| Exercise directions |
Only lines with the string "leaving" are wanted. Pull them out of the data.

| Supplied information |
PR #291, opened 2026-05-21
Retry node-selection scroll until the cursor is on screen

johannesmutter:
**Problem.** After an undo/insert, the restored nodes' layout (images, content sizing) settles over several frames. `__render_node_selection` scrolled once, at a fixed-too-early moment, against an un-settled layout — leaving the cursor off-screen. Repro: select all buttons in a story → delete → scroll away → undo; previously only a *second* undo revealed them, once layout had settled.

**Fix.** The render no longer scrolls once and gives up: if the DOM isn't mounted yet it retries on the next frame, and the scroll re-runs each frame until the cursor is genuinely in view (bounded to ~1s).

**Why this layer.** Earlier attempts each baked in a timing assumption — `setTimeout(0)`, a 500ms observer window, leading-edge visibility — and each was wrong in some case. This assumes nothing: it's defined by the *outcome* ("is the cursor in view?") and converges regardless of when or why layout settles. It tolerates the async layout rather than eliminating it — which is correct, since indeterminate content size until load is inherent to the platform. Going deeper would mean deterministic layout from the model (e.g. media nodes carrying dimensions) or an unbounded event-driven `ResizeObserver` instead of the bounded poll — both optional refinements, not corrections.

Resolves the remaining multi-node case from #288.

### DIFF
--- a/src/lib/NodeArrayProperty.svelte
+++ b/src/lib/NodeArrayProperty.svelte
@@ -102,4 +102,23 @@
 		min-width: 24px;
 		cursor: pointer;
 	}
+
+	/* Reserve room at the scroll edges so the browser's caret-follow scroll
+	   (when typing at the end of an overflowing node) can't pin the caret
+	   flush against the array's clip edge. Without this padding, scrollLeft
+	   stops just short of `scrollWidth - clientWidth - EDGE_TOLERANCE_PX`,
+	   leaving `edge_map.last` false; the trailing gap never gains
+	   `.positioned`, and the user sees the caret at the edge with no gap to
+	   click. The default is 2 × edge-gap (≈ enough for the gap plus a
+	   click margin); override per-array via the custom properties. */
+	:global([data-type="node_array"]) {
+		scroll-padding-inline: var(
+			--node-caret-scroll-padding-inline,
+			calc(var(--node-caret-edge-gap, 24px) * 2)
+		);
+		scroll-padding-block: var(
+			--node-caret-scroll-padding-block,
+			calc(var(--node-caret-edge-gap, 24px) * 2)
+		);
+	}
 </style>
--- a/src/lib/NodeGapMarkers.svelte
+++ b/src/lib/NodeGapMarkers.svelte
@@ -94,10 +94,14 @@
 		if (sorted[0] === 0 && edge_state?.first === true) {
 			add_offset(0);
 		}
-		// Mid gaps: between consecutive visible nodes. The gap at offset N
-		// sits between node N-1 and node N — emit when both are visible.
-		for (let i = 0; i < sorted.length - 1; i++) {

| The answer |
**Problem.** After an undo/insert, the restored nodes' layout (images, content sizing) settles over several frames. `__render_node_selection` scrolled once, at a fixed-too-early moment, against an un-settled layout — leaving the cursor off-screen. Repro: select all buttons in a story → delete → scroll away → undo; previously only a *second* undo revealed them, once layout had settled.
+	   leaving `edge_map.last` false; the trailing gap never gains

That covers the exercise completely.